PR #297, opened 2023-02-24
Add arm platforms to docker build

kellhogs:
This change should add the arm images needed for the Raspberry Pi to the automated build process

### DIFF
--- a/.github/workflows/build.yml
+++ b/.github/workflows/build.yml
@@ -179,6 +179,8 @@ jobs:
       # Prepare builder
       - name: Set up Docker Buildx
         uses: docker/setup-buildx-action@v1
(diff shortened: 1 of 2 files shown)


cpvalente:
This looks fine to me. Should we coordinate to make a release and test the docker image?

cpvalente (changes requested):
Not sure what happened here. But we are already in 1.9.8
The pipeline will fail if the version already exists. 

Since this is a new feature, we should probably be bumping to 1.10.0

kellhogs:
mhh weird .... maybe i didn't sync master before updatting the package.json

cpvalente (approved):

PR #303, opened 2023-02-26
Feat/update check

kellhogs:
settings now show the latest version fetched from github with clickable link to the release

image


apps/client/src/common/api/ontimeApi.ts
```diff
@@ -151,3 +151,15 @@ export const uploadData = async (file: string, setProgress: (value: number) => v
...
+
+/**
+ * @description HTTP request to get the latest version and url from github
+ * @return {Promise}
+ */
+export async function getLatestVersion(): Promise<object> {
+  const res = await axios.get(`${githubURL}`);
+  const url = res.data.html_url;
+  const version = res.data.tag_name;
+  // console.log({ url: url, version: version });
```
cpvalente, line 163: Remember to delete debug code

apps/client/src/common/api/ontimeApi.ts
```diff
@@ -151,3 +151,15 @@ export const uploadData = async (file: string, setProgress: (value: number) => v
...
 };
+
+/**
+ * @description HTTP request to get the latest version and url from github
+ * @return {Promise}
+ */
+export async function getLatestVersion(): Promise<object> {
+  const res = await axios.get(`${githubURL}`);
+  const url = res.data.html_url;
+  const version = res.data.tag_name;
```
cpvalente, line 162: we should probably have some sort of error handling here

apps/client/src/common/api/ontimeApi.ts
```diff
@@ -151,3 +151,15 @@ export const uploadData = async (file: string, setProgress: (value: number) => v
...
+  // console.log({ url: url, version: version });
+  return { url: url, version: version };
```
cpvalente, line 164: nice idea in providing the URL

apps/client/src/features/modals/AppSettingsModal.jsx
```diff
@@ -49,6 +51,9 @@ export default function AppSettingsModal() {
       pinCode: data.pinCode,
       timeFormat: data.timeFormat,
     });
+    getLatestVersion().then((data) => {
+      setVersionData(data);
+    });
```
cpvalente, line 56: What if we only fetch the data if the user requests it. This request goes online, and I would think that the user should consent to this by triggering the action themselves
As you know, many video networks are behind offline or near-offline networks

If you think that the we should fetch the data either way, add a new useEffect for it with an empty dependency array
If we do in useEffect, we also need to add a cleanup function

so code would look something like

```
useEffect(() => {

    // we use abort controller to be able to cancel request
    const controller = new AbortController()
    const fetchData = async () => {
        axios.get(url, {signal: controller} )
        // handle stuff here
    }

    // cleanup function tells the component to cancel the fetch if component unmounts
    return(() => {
        controller.abort()
    })

// empty dependency array means useEffect runs in mount / unmount, only once
}, [])
```

apps/client/src/features/modals/AppSettingsModal.jsx
```diff
@@ -128,6 +133,24 @@ export default function AppSettingsModal() {
...
+      const text = `Running latest version: ${installedVersion}`;
+      return text;
+    } else {
+      const text = (
+        <a href={versionData.url} target='_blank' rel='noreferrer'>{`New version available: ${latestVersion}`}</a>
+      );
+      return text;
+    }
+  };
+
```
cpvalente, line 153: we can simplify this a little by making some assumptions.
if the version in github is v1.1.1 and the local is 1.1.1, I know that for them to be the same, the github one has to contain the local

Also, 
- redeclaring constants in collocated scopes can cause hard-to-debug issues in future, it would be simpler and more dummy proof to immediately return
- we probably want to make sure to always return the same data type. By Calling a function named versionString() I would expect to get a string representation of my app version, not a component

cpvalente (changes requested):
I think you did a great job here, there are some react gotchas to keep in mind.
Otherwise we could improve the code slightly with some suggestions

See a small demo I made in the code sandbox for some inspiration
https://codesandbox.io/s/version-check-u4ql71?file=/src/VersionCheck.tsx

Alltogether, great work here, let me know if I can help

PR #706, opened 2024-01-10
feat: many timers

cpvalente:
This PR adds the support for extra timers in Ontime.
So far, we dont have support for the extra timers to cause any other actions in the application

Tasks:
- [x] Create simple timer abstraction
- [x] Create API endpoints to control the timer
- [x] Create necessary UI
- [x] Add wanted amount of timers


apps/server/src/classes/simple-timer/SimpleTimer.ts
```diff
@@ -0,0 +1,64 @@
...
+   * Sets the duration of the timer
+   * @param time - time in milliseconds
+   */
+  public setTime(time: number): SimpleTimerState {
+    this.state.duration = time;
+    this.state.current = time;
+    return this.state;
+  }
+
+  public play(timeNow: number): SimpleTimerState {
```
cpvalente, line 32: should probably be called start like the other timer

packages/types/src/definitions/runtime/Extratimer.type.ts
```diff
@@ -1,7 +1,9 @@
 export type SimplePlayback = 'play' | 'pause' | 'stop';
+export type SimpleDirection = 'up' | 'down';
```
cpvalente, line 2: Suggestion: how about something more semantic of timers, like 
`type: 'count-down' | 'count-up'`

It achieves the same but has a similar wording to the other timers, which may make it less confusing for us

apps/client/src/common/components/input/time-input/TimeInput.tsx
```diff
@@ -7,10 +7,13 @@ import { forgivingStringToMillis } from '../../../utils/dateConfig';
 import { TimeEntryField } from '../../../utils/timesManager';
 
 import style from './TimeInput.module.scss';
+
+type OntimeTimeEntry = TimeEntryField | 'extraTimer'
```
alex-Arc, line 11: @cpvalente tcs seams to be complaining about this, I'm unsure how to fix it

alex-Arc:
@cpvalente I think this is a good start for now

*Task objective*
Give the records again, complete and exact.

*Exercise result*
PR #297, opened 2023-02-24
Add arm platforms to docker build

kellhogs:
This change should add the arm images needed for the Raspberry Pi to the automated build process

### DIFF
--- a/.github/workflows/build.yml
+++ b/.github/workflows/build.yml
@@ -179,6 +179,8 @@ jobs:
       # Prepare builder
       - name: Set up Docker Buildx
         uses: docker/setup-buildx-action@v1
(diff shortened: 1 of 2 files shown)


cpvalente:
This looks fine to me. Should we coordinate to make a release and test the docker image?

cpvalente (changes requested):
Not sure what happened here. But we are already in 1.9.8
The pipeline will fail if the version already exists. 

Since this is a new feature, we should probably be bumping to 1.10.0

kellhogs:
mhh weird .... maybe i didn't sync master before updatting the package.json

cpvalente (approved):

PR #303, opened 2023-02-26
Feat/update check

kellhogs:
settings now show the latest version fetched from github with clickable link to the release

image


apps/client/src/common/api/ontimeApi.ts
```diff
@@ -151,3 +151,15 @@ export const uploadData = async (file: string, setProgress: (value: number) => v
...
+
+/**
+ * @description HTTP request to get the latest version and url from github
+ * @return {Promise}
+ */
+export async function getLatestVersion(): Promise<object> {
+  const res = await axios.get(`${githubURL}`);
+  const url = res.data.html_url;
+  const version = res.data.tag_name;
+  // console.log({ url: url, version: version });
```
cpvalente, line 163: Remember to delete debug code

apps/client/src/common/api/ontimeApi.ts
```diff
@@ -151,3 +151,15 @@ export const uploadData = async (file: string, setProgress: (value: number) => v
...
 };
+
+/**
+ * @description HTTP request to get the latest version and url from github
+ * @return {Promise}
+ */
+export async function getLatestVersion(): Promise<object> {
+  const res = await axios.get(`${githubURL}`);
+  const url = res.data.html_url;
+  const version = res.data.tag_name;
```
cpvalente, line 162: we should probably have some sort of error handling here

apps/client/src/common/api/ontimeApi.ts
```diff
@@ -151,3 +151,15 @@ export const uploadData = async (file: string, setProgress: (value: number) => v
...
+  // console.log({ url: url, version: version });
+  return { url: url, version: version };
```
cpvalente, line 164: nice idea in providing the URL

apps/client/src/features/modals/AppSettingsModal.jsx
```diff
@@ -49,6 +51,9 @@ export default function AppSettingsModal() {
       pinCode: data.pinCode,
       timeFormat: data.timeFormat,
     });
+    getLatestVersion().then((data) => {
+      setVersionData(data);
+    });
```
cpvalente, line 56: What if we only fetch the data if the user requests it. This request goes online, and I would think that the user should consent to this by triggering the action themselves
As you know, many video networks are behind offline or near-offline networks

If you think that the we should fetch the data either way, add a new useEffect for it with an empty dependency array
If we do in useEffect, we also need to add a cleanup function

so code would look something like

```
useEffect(() => {

    // we use abort controller to be able to cancel request
    const controller = new AbortController()
    const fetchData = async () => {
        axios.get(url, {signal: controller} )
        // handle stuff here
    }

    // cleanup function tells the component to cancel the fetch if component unmounts
    return(() => {
        controller.abort()
    })

// empty dependency array means useEffect runs in mount / unmount, only once
}, [])
```

apps/client/src/features/modals/AppSettingsModal.jsx
```diff
@@ -128,6 +133,24 @@ export default function AppSettingsModal() {
...
+      const text = `Running latest version: ${installedVersion}`;
+      return text;
+    } else {
+      const text = (
+        <a href={versionData.url} target='_blank' rel='noreferrer'>{`New version available: ${latestVersion}`}</a>
+      );
+      return text;
+    }
+  };
+
```
cpvalente, line 153: we can simplify this a little by making some assumptions.
if the version in github is v1.1.1 and the local is 1.1.1, I know that for them to be the same, the github one has to contain the local

Also, 
- redeclaring constants in collocated scopes can cause hard-to-debug issues in future, it would be simpler and more dummy proof to immediately return
- we probably want to make sure to always return the same data type. By Calling a function named versionString() I would expect to get a string representation of my app version, not a component

cpvalente (changes requested):
I think you did a great job here, there are some react gotchas to keep in mind.
Otherwise we could improve the code slightly with some suggestions

See a small demo I made in the code sandbox for some inspiration
https://codesandbox.io/s/version-check-u4ql71?file=/src/VersionCheck.tsx

Alltogether, great work here, let me know if I can help

PR #706, opened 2024-01-10
feat: many timers

cpvalente:
This PR adds the support for extra timers in Ontime.
So far, we dont have support for the extra timers to cause any other actions in the application

Tasks:
- [x] Create simple timer abstraction
- [x] Create API endpoints to control the timer
- [x] Create necessary UI
- [x] Add wanted amount of timers


apps/server/src/classes/simple-timer/SimpleTimer.ts
```diff
@@ -0,0 +1,64 @@
...
+   * Sets the duration of the timer
+   * @param time - time in milliseconds
+   */
+  public setTime(time: number): SimpleTimerState {
+    this.state.duration = time;
+    this.state.current = time;
+    return this.state;
+  }
+
+  public play(timeNow: number): SimpleTimerState {
```
cpvalente, line 32: should probably be called start like the other timer

packages/types/src/definitions/runtime/Extratimer.type.ts
```diff
@@ -1,7 +1,9 @@
 export type SimplePlayback = 'play' | 'pause' | 'stop';
+export type SimpleDirection = 'up' | 'down';
```
cpvalente, line 2: Suggestion: how about something more semantic of timers, like 
`type: 'count-down' | 'count-up'`

It achieves the same but has a similar wording to the other timers, which may make it less confusing for us

apps/client/src/common/components/input/time-input/TimeInput.tsx
```diff
@@ -7,10 +7,13 @@ import { forgivingStringToMillis } from '../../../utils/dateConfig';
 import { TimeEntryField } from '../../../utils/timesManager';
 
 import style from './TimeInput.module.scss';
+
+type OntimeTimeEntry = TimeEntryField | 'extraTimer'
```
alex-Arc, line 11: @cpvalente tcs seams to be complaining about this, I'm unsure how to fix it

alex-Arc:
@cpvalente I think this is a good start for now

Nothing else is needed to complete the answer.